Die Rahmennummer lautet PF5D0630

Haltet bitte einfach in nächster Zeit die Augen offen, auch bei ebay etc... und schickt es vielleicht an Leute, die ihr in Köln kennt.

Ein aktuelles Foto ist in meinem Album und eine aktuelle Teileliste habe ich als Anhang hinzugefügt!

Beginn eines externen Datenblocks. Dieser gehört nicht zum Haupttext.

PR #1044, opened 2019-03-18
JSUI-2408 Making "Search All" button accessible

samisayegh:
When there is a query in the facet search box, a "Search All" element is added to the result list. This element has a different mark-up from a normal result. This caused the dropdown navigation logic to throw an error in the console. It also cannot be excluded, requiring an exception in the navigation logic. 

https://coveord.atlassian.net/browse/JSUI-2408

### DIFF
--- a/src/ui/Facet/FacetSearch.ts
+++ b/src/ui/Facet/FacetSearch.ts
@@ -298,13 +298,13 @@ export class FacetSearch implements IFacetSearch {
     if (!facetSearchParameters.fetchMore) {
       $$(this.searchResults).empty();
     }
-    let selectAll = document.createElement('li');
-    if (Utils.isNonEmptyString(facetSearchParameters.valueToSearch)) {
-      $$(selectAll).addClass(['coveo-facet-selectable', 'coveo-facet-search-selectable', 'coveo-facet-search-select-all']);
-      $$(selectAll).text(l('SelectAll'));
-      $$(selectAll).on('click', () => this.selectAllValuesMatchingSearch());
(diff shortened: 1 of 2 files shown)


src/ui/Facet/FacetSearch.ts
```diff
@@ -325,6 +325,15 @@ export class FacetSearch implements IFacetSearch {
     });
   }
 
+  private appendSelectAllResultsButton() {
+    const selectAll = document.createElement('li');
+    $$(selectAll).addClass(['coveo-facet-selectable', 'coveo-facet-search-selectable', 'coveo-facet-search-select-all']);
+    $$(selectAll).text(l('SelectAll'));
+    $$(selectAll).setAttribute('aria-hidden', 'true');
+    $$(selectAll).on('click', () => this.selectAllValuesMatchingSearch());
```
olamothe: Should this be selectable using something else than click ?

Would using the `AccessibleButton` class/utility be a good idea here ?

samisayegh: In addition to `click`, the button can be selected using the `Enter` key. However, the event handler is not on the element. Rather it is on the facet search element which maintains focus when navigating between the facet search results using a keyboard.

I compared against other sites, and keeping the focus on the search element looks like the best-practice and the right design choice.

I do not think using an `AccessibleButton` is needed here. In fact I added the `aria-hidden` attribute on line 332 to prevent the screen reader from reading the text twice. The read events are managed by the dropdown navigator class.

VIELEN DANKE und euch ein schönes Wochenende
Martin

Rahmen	Specialized Enduro Elite 2006 (L)
Lenker	Hussefelt 680mm
Vorbau	Hussefelt 40mm
Steuersatz           Cranecreek
Lenkergriffe	ODI Ruffian
Tacho	Sigma Sport
Gabel + Achse	Pike mit rotem Aufkleber
Dämpfer	Fox DHX Air mit rotem Aufkleber
Kurbel	SLX mit Bashuard
Kettenführung	keine
Pedale	Shimano PD-MX 30
Kassette	SLX 11-28
Umwerfer	SLX
Schalthebel Umwerfer	SLX
Schalthebel Schaltwerk	SLX
Schaltwerk	SLX
Sattel	Specialized
Sattelstützenklemme	Hope
Sattelstütze	Thomson Elite - gekürzt auf 280mm
Bremse vorne	Code 5 2010 schwarz
Bremsscheibe vorne	Avid G2 CleanSweep 203mm
Bremse hinten	Juicy 5
Bremsscheibe hinten	Avid 203mm Polygon
Felge vorne	Sun SOS ohne Aufkleber
Nabe vorne	Veltec Downhill
Reifen vorne	Muddy Mary FR 2.5
Felge hinten	Mavic Ex721 ohne Aufkleber
Nabe hinten	Hope Pro II
Reifen hinten	Muddy Mary FR 2.35
Schnellspanner hinten	Hope
Kettenstrebenschutz	Specialized
Ventile	TeDi rot


----------



## [email protected] (5. März 2010)

Des iss natürlich großer Mist !! Ich werd hier in Bonn (liegt ja umme Ecke) auch mal die Augen offen halten !


----------



## MTB-News.de




----------



## Matthias1982 (5. März 2010)

oh Martin das ist ja kacke

ich werde in Leverkusen auch mal die Augen offen halten,dann haben wir schon einmal den Norden und den Süden abgedeckt.


----------



## mahatma (5. März 2010)

Haltet vor allem die Augen in der Bucht offen. 
Das Teil ist viel zu auffällig, um es ganz zu lassen. Wenn der Dieb Profi ist, wird er es zerlegen und die Teile einzeln verticken. 
Den Rahmen wird er kleinsägen und entsorgen.
Wenn du Glück hast, war der Dieb nur ein dummer Junge um die Ecke, der sich evtl. damit blicken lässt.
Ich wohne in Brühl und wenn es mir über den Weg läuft, fang ich es ein.


----------



## wogru (5. März 2010)

Damit man nicht lange klicken muss füge ich das Bild mal inb den Thread ein. Ich denke das Bike mit dem roten Pike-Schriftzug an der Gabel und dem roten Schnellspanner dürfte mir auffallen wenn ich es sehe.


----------



## wogru (5. März 2010)

Wo steht eigentlich die Rahmennummer ? Unter dem Tretlager, am Oberrohr, am Modelschriftzug ?


----------



## spökes (5. März 2010)

Na toll, ich hasse so Leute !
Die Farben sind perfekt, für mich müßte es nur ein Hardtail sein...Viel Glück ! Ich achte auch drauf...


----------



## Sebastian25 (5. März 2010)

Hey,

das nervt... Meine Augen hast du auch...

greetz


----------



## Mathok (5. März 2010)

Danke euch!

Zum Glück springt die Hausrat ein, aber erst, wenn es drei Monate nicht auftaucht - wird knapp mit dem schon gebuchten Bikeurlaub im Sommer... Außerdem ist sowas halt einfach zum kotzen...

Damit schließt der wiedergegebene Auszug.